Vitacura and the Architecture of the Santiago Lunch
Av Vitacura runs through one of Santiago's most consistently affluent corridors, where the dining room has historically served as an extension of the boardroom. Restaurants along this stretch operate in a particular register: polished without being theatrical, attentive without formal stiffness, and oriented toward a clientele that values reliable quality over novelty. De Patio Restaurante, at number 3520, sits inside that tradition. The address places it in a part of Vitacura where the lunch crowd tends to arrive by arrangement rather than by impulse, and where a table on a sunny afternoon carries a different social weight than dinner downtown.
The physical environment here does most of the early work. Patio dining in Santiago's residential northeast tends to foreground the city's natural light, which at this altitude and latitude has a particular clarity in the midday hours. Where many central Santiago restaurants rely on interior atmosphere, the patio format at venues like this one inverts the priority: the outdoor space is the anchor, and the interior becomes the fallback. That distinction shapes what the kitchen is asked to do. Food here competes with the setting rather than compensating for a dim room.

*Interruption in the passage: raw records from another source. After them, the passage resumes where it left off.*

PR #4951, opened 2020-02-04
`<Slider/>`- replacing tooltip with wsr tooltip

TalZa1810:
### 🔦 Summary
Replacing the custom tooltip with the `wix-style-react` tooltip. 

### ✅ Checklist

- 📚 Change is documented
  - [ ] Story
  - [ ] API description
  - [ ] Cheatsheet
  - [ ] Other (explain)
- 🔬 Change is tested
  - [ ] Component
  - [ ] Visual test

### DIFF
--- a/src/Slider/SliderHandle.js
+++ b/src/Slider/SliderHandle.js
@@ -1,7 +1,8 @@
 import React, { Component } from 'react';
 import PropTypes from 'prop-types';
 import { withFocusable } from 'wix-ui-core/dist/src/hocs/Focusable/FocusableHOC';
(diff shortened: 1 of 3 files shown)


TalZa1810:
Replacing the existing Tooltip with the wsr Tooltip means also updating the driver functions. Moreover, the tooltip didn't work as expected when dragging the Knob. Therefore, I've decided to simply change the st.css to have a black background. Should consider in the future whether to implement this if there is a use case where it is necessary to use the actual Tooltip component.

PR #4958, opened 2020-02-05
<SidePanel/> - Export TS types for testkits and add types to index.d.ts

simast:
The `src/index.d.ts` part is now automated using component generator (implemented before SidePanel was generated).


EgoziE:
Thanks @simast 
I missed this in the review...
Is it something that can be added to the generator?

simast:
The `src/index.d.ts` was already added yesterday to generator. However I am not sure if it is possible to automate this for testkits right now since they are generated slightly differently (as ejs template, can't parse it with codemod). But maybe we could check for *.driver.d.ts files and somehow map this automatically (instead of current manual array map).

PR #5009, opened 2020-02-16
<VariableInput /> - onBlur, fix setValue issue

tomershk:
### 🔦 Summary

- New API for `onBlur` to allow client to use different logic than `onSubmit`.
- Fix issue when older value was with new line, focus was on the new line and after we call `setValue` new line was removed. (caused the component to crash)

### ✅ Checklist

- 📚 Change is documented
  - [x] API description
- 🔬 Change is tested
  - [x] Component


src/VariableInput/VariableInput.uni.driver.js
```diff
@@ -30,6 +30,20 @@ export default (base, body) => {
         contentElement.sendKeys(text);
       }
     },
+    focus: async () => {
```
nitayneeman: Do we really need `focus`? 
I wonder what the use-case is for the consumers (maybe it should be private)?

nitayneeman:
Let's wait for the CI

nitayneeman:
@tomershk We also need to adjust the testkit types:
https://github.com/wix/wix-style-react/blob/master/src/VariableInput/VariableInput.uni.driver.d.ts

tomershk:
Will that resolve this issue as well?
https://wix-style-react.now.sh/?activeTab=Testkit&path=%2Fstory%2Fcomponents-api-components--variableinput

nitayneeman:
> Will that resolve this issue as well?
> https://wix-style-react.now.sh/?activeTab=Testkit&path=%2Fstory%2Fcomponents-api-components--variableinput

This seems to be a different issue

PR #5019, opened 2020-02-17
Remove composite components

EgoziE:
I know this is a big PR but all of the composites were related in a way...

Removed:
- `<AutoCompleteComposite/>`
- `<InputAreaWithLabelComposite/>`
- `<MultiSelectComposite/>`
- `<FieldWithSelectionComposite/>`
- `<GoogleAddressInputWithLabel/>`


src/GoogleAddressInputWithLabel/GoogleAddressInputWithLabel.protractor.driver.js
```diff
@@ -1,7 +1,7 @@
-import inputAreaWithLabelCompositeDriverFactory from '../Composite/InputAreaWithLabelComposite/InputAreaWithLabelComposite.protractor.driver';
```
shlomitc: I think we can remove this composite as well

PR #5020, opened 2020-02-18
replaceStylalbeImports - return & resolve promise early if no changes needed to avoid redundant file writes

mykas:
This PR is fixing an unknown bug in stylable imports replacer which left a syntax issue in TimeTable.st.css that caused yoshi start command to hang when user used `enhanchedTpaStyle` configuration.

The script was written in such way that even some scripts that did not have things to be changed - the fs.writeFile did file writing anyway. This pr is fixing this and returning early if no changes are needed to be applied to the file.


scripts/replaceStylableImports.js
```diff
@@ -23,29 +45,31 @@ module.exports = () => {
...
+            resolve();
+            return;
+          }
 
-          wrongPaths.forEach(({ regexp, correct }) => {
-            if (regexp.test(results)) {
+          if (changes) {
+            results = results
+              .replace(
+                /wix-ui-core\/index\.st\.css/g,
```
simast: could we reuse `PATHS_TO_CHANGE ` here to not duplicate regular expressions?

mykas: When I iterate through that const - it will not replace the strings. If you have other ways to solve this - please suggest.

simast: hmm, I tested with:

```js
PATHS_TO_CHANGE.forEach(({ regexp, changeTo }) => {
  results = results.replace(regexp, changeTo);
});
```

Also added `/g` flag to `PATHS_TO_CHANGE` regexps so it would replace globally and it seems to work correctly.

mykas: Then the `test` part will file above as it does not work for some reason with flag `/g`

simast: both `.replace` and `.test` works for me with the same regexp and with `/g` flag. Have you noticed the issue for one particular component maybe?

PR #5029, opened 2020-02-19
<StatusIndicator/> - change driver

EgoziE:
Changed driver functions and added comments


src/StatusIndicator/StatusIndicator.uni.driver.js
```diff
@@ -6,15 +6,20 @@ export const statusIndicatorDriverFactory = (base, body) => {
   return {
     ...baseUniDriverFactory(base, body),
 
-    hasTooltip: async () => {
+    /** Returns the type of the status oneOf(error, warning, loading) */
+    getStatus: async () => base.attr('data-status'),
+
+    /** Returns true iff a message was provided */
```
simast:
```suggestion
    /** Returns true if a message was provided */
```

EgoziE: iff is "if and only if"...
I can change it to :
Returns true if a message was provided, false otherwise.

simast: got it, it's so minor let's keep it as is

PR #5033, opened 2020-02-19
<ListItemSelect /> - added hovered prop

audriuss:
### 🔦 Summary
Currently, if `listItemSelectBuilder` or `listItemActionBuilder ` are used to build `DopdownLayout` options there is no indication of current item when navigating with keyboard. It's reproducible in storybook: 
http://localhost:6006/?path=/story/components-api-components--listitemaction or
https://wix-style-react.now.sh/?path=/story/components-api-components--listitemselect (advanced example)
Just try to navigate with keyboard on the lists 

Solution:
`hovered` prop is passed by `<DopdownLayout />`, so just need to apply hover style based on it inside `<ListItemSelect />` and `<ListItemAction />`. So added this prop on the components and applied the style.


src/ListItemAction/ListItemAction.js
```diff
@@ -79,6 +82,7 @@ class ListItemActionComponent extends React.PureComponent {
     as: 'button',
     skin: 'standard',
     size: 'medium',
+    hovered: false,
```
mykas: Lets add a visual test for this case

src/ListItemSelect/ListItemSelect.js
```diff
@@ -42,6 +42,9 @@ class ListItemSelect extends React.PureComponent {
     /** If true, the item is selected */
     selected: PropTypes.bool,
 
+    /** If true, the item is hovered */
+    hovered: PropTypes.bool,
```
mykas: Lets add a visual test for this case

src/ListItemAction/ListItemAction.js
audriuss: 👍

src/ListItemSelect/ListItemSelect.js
audriuss: 👍

EgoziE:
I know there's a bug right now, but this solution is like a band aid with a side effect.
There's no real use for a hover prop in a list item. I don't want it to be exposed and used.
I'll discuss this with the team and think of a solution :/

EgoziE:
Nevertheless I appreciate the PR and your will to help!

EgoziE:
@audriuss We had a little talk about this issue, 
I'll change the prop to be "highlight" instead of "hover" and merge it.

audriuss:
@EgoziE  thanks! Agree that `highlight` make more sense

PR #5037, opened 2020-02-20
<InputArea/> - status & statusMessage

EgoziE:
<InputArea/>
Removed props 'error' and 'errorMessage'.
Now using only already developed 'status' and 'statusMessage'.

Note: in the driver I had to use tooltip driver from wix-ui-core because it has only uni-driver.


src/InputArea/test/InputArea.spec.js
```diff
@@ -201,25 +201,25 @@ describe('InputArea', () => {
...
-      it('should display an warning icon if status="warning"', async () => {
-        const driver = createDriver(<InputAreaForTesting status="warning" />);
-
-        expect(await driver.hasWarning()).toBe(true);
+      [
+        { status: 'error', message: 'Error Message' },
+        { status: 'warning', message: 'Warning Message' },
+        { status: 'loading', message: 'Loading Message' },
+      ].forEach(test => {
+        it('should display an error icon if status="error"', async () => {
```
simast:
```suggestion
        it('should display a status icon when status="${test.status}"`, async () => {
```

src/InputArea/InputArea.js
```diff
@@ -386,9 +348,6 @@ InputArea.propTypes = {
   onKeyDown: PropTypes.func,
   onKeyUp: PropTypes.func,
 
-  /** @deprecated onShow prop for the error tooltip */
-  onTooltipShow: PropTypes.func,
```
simast: should we remove this from `Input` component as well?

EgoziE: Yes, Input is my next PR

PR #5043, opened 2020-02-21
(WSR8) Promote beta PopoverMenu

simast:
- `src/beta/PopoverMenu` becomes new `src/PopoverMenu`
- Changed testkit export name from `PopoverMenuTestkit` to `popoverMenuTestkitFactory` for consistency with other testkit exports.
- Cleaned up all `/beta` related infra.


stories/storiesHierarchy.js
```diff
@@ -22,7 +22,6 @@ export const Category = {
   PICKERS_AND_SELECTORS: 'Design Guidelines|Pickers and Selectors',
   OTHER: 'Design Guidelines|Other',
   COMPONENTS: 'Components API|Components',
-  BETA: 'Components API|Next API',
```
EgoziE: Do we want to remove Beta section for good?

shlomitc: Let's kill it

PR #5047, opened 2020-02-23
(WSR8) <DatePicker/> - Replace error and errorMessage with status and status…

EgoziE:


simast:
Let's update TypeScript types:

https://github.com/wix/wix-style-react/blob/master/src/DatePicker/index.d.ts#L18-L19

src/DatePicker/index.d.ts
```diff
@@ -2,23 +2,24 @@ import * as React from 'react';
 import {WixComponentProps} from "../BaseComponents/WixComponent";
 import {CalendarProps} from "../Calendar";
 
+export type DatePickerState = 'error' | 'warning' | 'loading';
```
simast: would call this type `DatePickerStatus` so it matches the prop name. Note that we will start exposing these type aliases after WSR types are merged.

PR #5056, opened 2020-02-24
(WSR 8) - <DatePicker/> - removed isOpen prop

EgoziE:
`<DatePicker/>` - removed deprecated `isOpen` prop


src/DatePicker/DatePicker.js
```diff
@@ -184,7 +160,7 @@ export default class DatePicker extends WixComponent {
           this.openCalendar(e);
         }}
         onKeyDown={this._handleKeyDown}
-        tabIndex={this.state.isDateInputFocusable ? 1 : -1}
+        tabIndex={1}
```
simast: I think this is an oversight and should be `tabIndex={0}`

Vitacura's Position in Santiago's Dining Spread
Santiago's premium dining has never fully consolidated in a single neighbourhood. Boragó (Modern Chilean) operates from Las Condes, using native ingredients as a structural principle rather than a garnish. Ambrosia (French - Chilean) draws a consistent professional crowd in a French-Chilean register. 99 Restaurante and Demencia occupy a younger, more experimental tier that runs on reservation momentum rather than neighbourhood loyalty. Vitacura sits apart from all of these: its restaurants tend to serve a local residential and corporate clientele that values consistency across visits rather than menu progression season to season.
That dynamic makes Vitacura's dining scene more conservative by design than by accident. The neighbourhood's restaurants are not insulated from Santiago's broader culinary evolution, but they absorb it more slowly. When the city's kitchens began incorporating central Chilean valley produce more systematically, Vitacura tables picked it up in the form of seasonal adjustments rather than concept overhauls. It is a different pace of change, and for a certain kind of dining occasion, that stability is precisely the point.

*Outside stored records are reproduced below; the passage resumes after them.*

PR #5059, opened 2020-02-24
Guild week test - changes with index.d.ts - Please ignore 

zivpiz:
### 🔦 Summary

...

### ✅ Checklist

- 📚 Change is documented
  - [ ] Story
  - [ ] API description
  - [ ] Cheatsheet
  - [ ] Other (explain)
- 🔬 Change is tested
  - [ ] Component
  - [ ] Visual test

### DIFF
--- a/src/Box/Box.js
+++ b/src/Box/Box.js
@@ -155,7 +155,7 @@ Box.propTypes = {
   /** Define styles through a classname */
   className: PropTypes.string,
   /** Defines if the box behaves as an inline element */
-  inline: PropTypes.bool,
+  inline: PropTypes.string,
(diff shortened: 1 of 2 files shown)


simast:
I am not sure I understand this PR - the only place where we use `inline` in the component is as a boolean truthy value. Why do we want to make it a string? If there is an issue with TypeScript types, convert it to boolean where Box is used:

```jsx
<Box inline={!!someStringValue} />
```

zivpiz:
@simast Hey, sorry that the title was not clear but these are just some test PR's we created for the guild week task we're on, so you can ignore these.
Thanks for the review though :)

PR #23, opened 2020-09-16
21 add DICOM format in the LoadImage tutorial

Nic-Ma:
This PR updated the `load medical image` tutorial to support DICOM format.


wyli (commented):
thanks @Nic-Ma, a few questions:
- could you add a multi-channel example from multiple DICOM files
- does it support loading a folder of dcm files
- could you change the example shape `(128 128 128)` to something like (128, 128, 96)? so that we could identify the shape issues easily if there's any

Nic-Ma:
Hi @wyli ,

Thanks for your review.
I updated the PR according to your review, `loading DICOM in a folder` is another PR in MONAI core repo.
Could you please help review it again?

Thanks.

Nic-Ma:
Hi @wyli and @ericspod ,

As we fixed ITK shape issue in PR: https://github.com/Project-MONAI/MONAI/pull/1045, updated the notebook here.
This PR is ready for review now.

Thanks.

wyli (approved):

Issue #33, opened 2020-09-28
double check all examples/tutorials


wyli:
since there're breaking changes since v0.2, we need to rerun and double-check all the examples/tutorials for v0.3

PR #37, opened 2020-10-01
update lightning/catalyst tutorials

wyli:
part of #33 
adds a `.gitignore`
- pytorch lightning tutorial: 
    - trainer `show_progress_bar=False,` is deprecated, should be removed
    - it uses much more RAM compared with a vanilla training, perhaps there's a compatibility issue with CacheDataset?
- unet_segmentation_3d_catalyst: update a URL

### DIFF
--- a/.gitignore
+++ b/.gitignore
@@ -1,0 +1,132 @@
+# Byte-compiled / optimized / DLL files
+__pycache__/
+*.py[cod]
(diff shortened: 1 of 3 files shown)


Nic-Ma (approved):
Looks good to me.
Thanks.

Elsewhere in the wider Chilean territory, the register shifts considerably: D.O. Restoran in Lo Barnechea works with Chilean wine country produce at closer range, while Peumayen in Providencia draws on indigenous culinary traditions that rarely surface in Vitacura's dining rooms.
The Patio Format as a Category
Patio dining in Chile's capital has its own internal hierarchy. At one end are the garden annexes of older residential restaurants, where the outdoor space was added to handle overflow. At the other are purpose-built courtyards where the exterior is the primary room and the kitchen is arranged to serve it efficiently. The latter category tends to attract a different kind of attention from regulars: the table is not an afterthought, and the food is expected to hold up in natural light, which tends to expose plating decisions that lower light forgives.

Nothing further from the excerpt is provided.